Second the argument "types" (int for example) have to match the parameter return types in order for them to be passed into the method, and you always have to make your arguments values equal the parameter names somewhere else in your code listing before passing them into the method?
Is the following correct: After a method gets executed it returns a particular value (if it is not void) to the class or instances that is calling the method in the first place.
Is object oriented programming really just passing "your" Objects instance methods around with the system generated classes and methods to produce a result? If we are passing things to methods so they can do some work to them and then return something back why not do the work in the first place eliminating the need to pass anything? Theoretical question I guess? I assume the answer would be: Because that would be a crazy big tangled mess of a method with everything happening all at once, but I wanted to ask anyway.
Thank you for your time.
Variables are just places where values are stored. When you pass a variable as an argument, you aren't actually passing the variable itself — you're passing the value of the variable, which is copied into the argument. There's no mapping table or anything — it just takes the value of the variable and sticks it in the argument.
In the case of objects, the variable is a pointer to an object that exists somewhere in the program's memory space. In this case, the value of the pointer is copied just like any other variable, but it still points to the same object.

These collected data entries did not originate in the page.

PR #16076, opened 2026-03-02
refactor: add TOML configs for stage1 vs. stage2

reubeno:
Create separate TOML definitions for azl4-stage1 vs. azl4-stage2:

* Create separate mock config files (only used by local development)
* Add not-enabled-by-default .toml config fragment that can be enbled via `azldev --config-file`

Also adds stage1/stage2 compat RPM with symlink workaround. This allows doing something like the following on a machine with VPN access:

```console
$ azldev comp build azurelinux-stage1-compat --local-repo-with-publish base/out
$ azldev comp build vim --config-file ./distro/stage2.toml --local-repo ./base/out
```


ddstreetmicrosoft:
this does work for me, with the stage2 rpms pulling their build env and dep pkgs from the azl koji repo.

however i think this is only applicable to our current bootstrap situation; it should be removed after we have a stable koji repo, right (i.e. setup to use only that stable koji repo)?

PR #16084, opened 2026-03-02
chore: move check disablements for initial bringup into a component config group

tobiasb-ms:
Moved all `check` disables with the reason `Disabling checks for initial set of failures.` into a config group so we have them all in known location and manage them more easily.

### DIFF
--- a/external/schemas/azldev.schema.json
+++ b/external/schemas/azldev.schema.json
@@ -96,6 +96,19 @@
     },
     "ComponentGroupConfig": {
       "properties": {
+        "description": {
+          "type": "string",
+          "title": "Description",
+          "description": "Description of this component group"
+        },
+        "components": {
+          "items": {
+            "type": "string"
+          },
+          "type": "array",
+          "title": "Components",
+          "description": "List of component names that are members of this group"
+        },
         "specs": {
           "items": {
             "type": "string",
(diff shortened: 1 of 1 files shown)


base/comps/components.toml
```diff
@@ -43,6 +44,7 @@ includes = ["**/*.comp.toml", "components-full.toml"]
 [components.dialog]
 [components.diffutils]
 [components.ding-libs]
+[components.dnf]
```
reubeno: Did all of these come from `components.toml` vs. `components-full.toml`? For example, `dnf` isn't actually something we want in the distro even though it got pulled in.

tobiasb-ms: Well spotted. I think I have them properly sorted into the correct files now.

tobiasb-ms:
> Did you confirm at least 1 or 2 of these build via CT/koji? Just want to doubly make sure that koji has a new enough version of azldev and it will work.

I confirmed the version of `azldev` on the server, but you're right -- I'll kick off a few packages and confirm.

tobiasb-ms:
> > Did you confirm at least 1 or 2 of these build via CT/koji? Just want to doubly make sure that koji has a new enough version of azldev and it will work.
> 
> I confirmed the version of `azldev` on the server, but you're right -- I'll kick off a few packages and confirm.

Kicked off a few packages with ones that enable and disable the check section. All of them succeeded and logs look like I want them to.

PR #16117, opened 2026-03-04
chore: update repo file for alpha-1 publish locations

reubeno:
Updates default `.repo` file:

* If the dist tag contains no date in it, uses a hard-coded base URI that does not (yet) exist.
* If the dist tag contains a date in it (e.g., `.azl4~bootstrap.20260303`) extracts out the date and forms a URI to our daily publish location.

Assumes that the publish location will look something like:

`https://stcontroltowerdevjwisitg.blob.core.windows.net/daily-repo-non-prod/20260303`


ddstreetmicrosoft (approved):
LGTM

PR #16122, opened 2026-03-05
feat(kernel): Drop in custom kernel configs for x86 and arm64

rlmenge:
Replace the AZL kernel configs with Ubuntu 6.17.0-1004-azure kernel configs as the new base for both x86_64 and aarch64, then apply minimal AZL-specific customizations on top

New files:
- 6.18-x86_64-azl.config — Ubuntu 6.17 Azure x86_64 config, rebased via olddefconfig against 6.18.5.1, with AZL customizations
- 6.18-aarch64-azl.config — Ubuntu 6.17 Azure ARM64 config, rebased via olddefconfig against 6.18.5.1 on native aarch64, with AZL customizations
- azurelinux-ca-20230216.pem — AZL signing CA certificate for CONFIG_SYSTEM_TRUSTED_KEYS

Modified:
- kernel.comp.toml — New overlays to inject configs and cert into the Fedora kernel spec. **Note because the append logic places the new code right before teh `%build` there is an awkward format issue where the `# build` section comment is above the new appended lines **
- The overlays let the full Fedora config pipeline run first (generate_all_configs.sh, merge.py, process_configs.sh), then append to %prep to:
1. Copy mariner.pem into the kernel source tree
2. Remove all Fedora-generated configs
3. Copy the AZL config for the build arch only (guarded by %ifarch)
4. Re-run process_configs.sh to validate
5. A %ifnarch noarch %nobuildarches guard ensures this block is skipped during the noarch bootstrap sub-build.

Testing
x86_64: Built successfully (27 RPMs, ~55 min on 16 threads). Smoke tested in mock chroot — 1928 modules, vmlinuz PE32+, mariner.pem embedded.
aarch64: Built successfully on native ARM64 VM (27 RPMs, ~32 min on 96 core). Smoke tested in mock chroot — 7310 modules, vmlinuz PE32+ ARM64 EFI executable.
Both booted in QEMU vm
Built : taskID=315107

### DIFF
--- a/base/comps/kernel/kernel.comp.toml
+++ b/base/comps/kernel/kernel.comp.toml
@@ -135,7 +135,7 @@ type = "spec-append-lines"
 section = "%prep"
 lines = [
     "# AZL: Copy mariner.pem signing CA cert into kernel source tree",
-    "%ifnarch %nobuildarches",
+    "%ifnarch noarch %nobuildarches",
     "cp %{SOURCE5002} linux-%{KVERREL}/certs/mariner.pem",
     "# AZL: Overwrite Fedora-generated configs with complete AZL kernel configs",
     '%{log_msg "AZL: Overwrite configs with AZL kernel configs"}',


base/comps/kernel/kernel.comp.toml
```diff
@@ -87,3 +87,70 @@ description = "Disable redhat patch application — not applicable to AzureLinux
...
+description = "Register AZL signing CA certificate as Source5002"
+type = "spec-insert-tag"
+tag = "Source5002"
+value = "azurelinux-ca-20230216.pem"
+
+[[components.kernel.overlays]]
+description = "Overwrite Fedora-generated configs with AZL configs and re-validate with process_configs.sh at the end of %prep — lets the entire Fedora config pipeline run first, then overwrites with our complete configs. Only copies the config matching the build arch to avoid cross-arch make failures."
+type = "spec-append-lines"
+section = "%prep"
+lines = [
```
binujp, line 136: thoughts: Is there a provision to move large multiline overlays like this into a file and include the file instead? I suppose availability of context for the overlay is the same.

binujp:
Looks good to me. Thanks for the comments, they make intention behind the overlays clear. The config does not look heavily customized for azure from a drivers perspective. I am assuming this is deliberate.

ddstreetmicrosoft (approved):
LGTM, though at some point in the future it might be easier to just fork the spec, etc. if the number of toml overlays gets too large and/or complex.

PR #16135, opened 2026-03-06
fix(vm-image): Add Azure-specific configuration from Fedora Cloud SIG

ddstreet:
There are some Azure-cloud-specific configuration settings needed to work with the specifics of the Azure cloud; the Fedora Cloud SIG has already done the work to determine the settings we want to use.

The specific changes include:

Enable openssh-server's keepalive; otherwise idle ssh connections appear to hang and/or are killed.

Enable use of Azure's PTP time source.

Add configuration to correctly handle Azure's non-standard way of providing accelerated networking, using two separate interfaces to represent a single SRIOV interface.

### DIFF
--- a/base/images/vm-base/config.sh
+++ b/base/images/vm-base/config.sh
@@ -1,0 +1,22 @@
+
+# Azure-specific configuration, from Fedora Cloud SIG, f43 branch
+# https://pagure.io/fedora-kiwi-descriptions/blob/d8874b9ee71851b06aaecf43e492d1a6a4f3f164/f/config.sh#_164
+
+cat > /etc/ssh/sshd_config.d/50-client-alive-interval.conf << EOF
+ClientAliveInterval 120
+EOF
+
+cat >> /etc/chrony.conf << EOF
+# Azure's virtual time source:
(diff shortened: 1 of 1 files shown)


ddstreet:
> Add configuration to correctly handle Azure's non-standard way of providing accelerated networking, using two separate interfaces to represent a single SRIOV interface

This actually isn't needed for our base image, as it defaults to using systemd-networkd instead of NetworkManager; the workaround here is only for NetworkManager. With systemd-networkd, instances with accelerated networking do appear to work fine.

reubeno:
@ddstreet If we do need some custom configs, would we not want to add an Azure-specific RPM that adds separate conf.d conf fragments rather than post-installing into the image? I've seen image post-install scripts get significantly abused in the past; they're harder to track, update, share, etc. too.

ddstreetmicrosoft:
> @ddstreet If we do need some custom configs, would we not want to add an Azure-specific RPM that adds separate conf.d conf fragments rather than post-installing into the image? I've seen image post-install scripts get significantly abused in the past; they're harder to track, update, share, etc. too.

that's probably better, yeah, i was just duplicating the approach that the fedora cloud sig took in their image generation.

This should probably go into an identity sub-package like `azurelinux-release-identity-cloud-azure` or something similar, but I'll leave this PR open as draft until we get that set up

PR #16170, opened 2026-03-11
[Manual Cherry-Pick] [AutoPR- Security] Patch cmake for CVE-2025-14524, CVE-2025-10966 [ME…

Kanishk-Bansal:
Manual Cherry Pick of https://github.com/microsoft/azurelinux/pull/15557


SPECS/cmake/cmake.spec
```diff
@@ -41,6 +41,8 @@ Patch26:        CVE-2025-5916.patch
 Patch27:        CVE-2025-5917.patch
 Patch28:        CVE-2025-5918.patch
 Patch29:        CVE-2025-14017.patch
+Patch30:        CVE-2025-10966.patch
```
jslobodzian, line 44: I'm not sure we need this change.  There is a buildrequires against the system curl.  Can we confirm this is really needed?

jslobodzian: nvm,  I see that the vendored curl is included.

(the argument "types" … have to match the parameter return types…) It isn't technically true that the types have to be the same, though they usually should be. Some types can be automatically converted to another type. For example, a char or short will be promoted to an int if you pass them to a function or method that takes an int. There's a complicated set of rules around type conversions. One thing you usually should not do is use casts to shut up compiler warnings about incompatible types — the compiler takes that to mean, "It's OK, I know what I'm doing," even if you really don't. Also, object types cannot ever be converted this way, since the variables are just pointers and the objects themselves live somewhere else. If you assign the value of an NSString*variable to an NSArray* variable, you're just lying to the compiler about what the pointer is pointing to, not turning the string into an array.
Non-void functions and methods return a value to the place where they're called, yes.
(Is object-oriented programming…) Object-oriented programming is a way of structuring your program so that it can be conceptually described as a collection of objects sending messages to each other and doing things in response to those messages.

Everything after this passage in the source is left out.